PR #629, opened 2022-03-06
Fix missing decorator on claim method in example sc

LegerG:
This decorator seems to be missing


andrei-marinica (approved):

andrei-marinica:
Please sign your commits in the future!

PR #639, opened 2022-03-14
Multisig rust tests

dorin-iancu:
- Tests for all actions except deploy & upgrade


contracts/examples/multisig/tests/multisig_rust_test_setup/mod.rs
```diff
@@ -0,0 +1,280 @@
...
+            &self.ms_wrapper,
+            &rust_biguint!(0),
+            |sc| {
+                let _ = sc.discard_action(action_id);
+            },
+        )
+    }
+}
+
+fn boxed_bytes_vec_to_managed<M: ManagedTypeApi>(
```
andrei-marinica, line 271: I think we have conversion already implemented for that, try .into() or ManagedVec::<M, ManagedBuffer<M>>::from(raw_vec)

andrei-marinica: You can find the From implementation in managed_vec.rs line 78

andrei-marinica (changes requested):

andrei-marinica (dismissed):

contracts/examples/multisig/tests/multisig_rust_test_setup/mod.rs
dorin-iancu: The value required is MultiValueEncoded, which is why I convert separately, and then use `into()` again on the result

catalinnnn (approved):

◆ Task ◆
List every line in the records above that contains the word "iancu".

◆ Solved exercise ◆
dorin-iancu:
dorin-iancu: The value required is MultiValueEncoded, which is why I convert separately, and then use `into()` again on the result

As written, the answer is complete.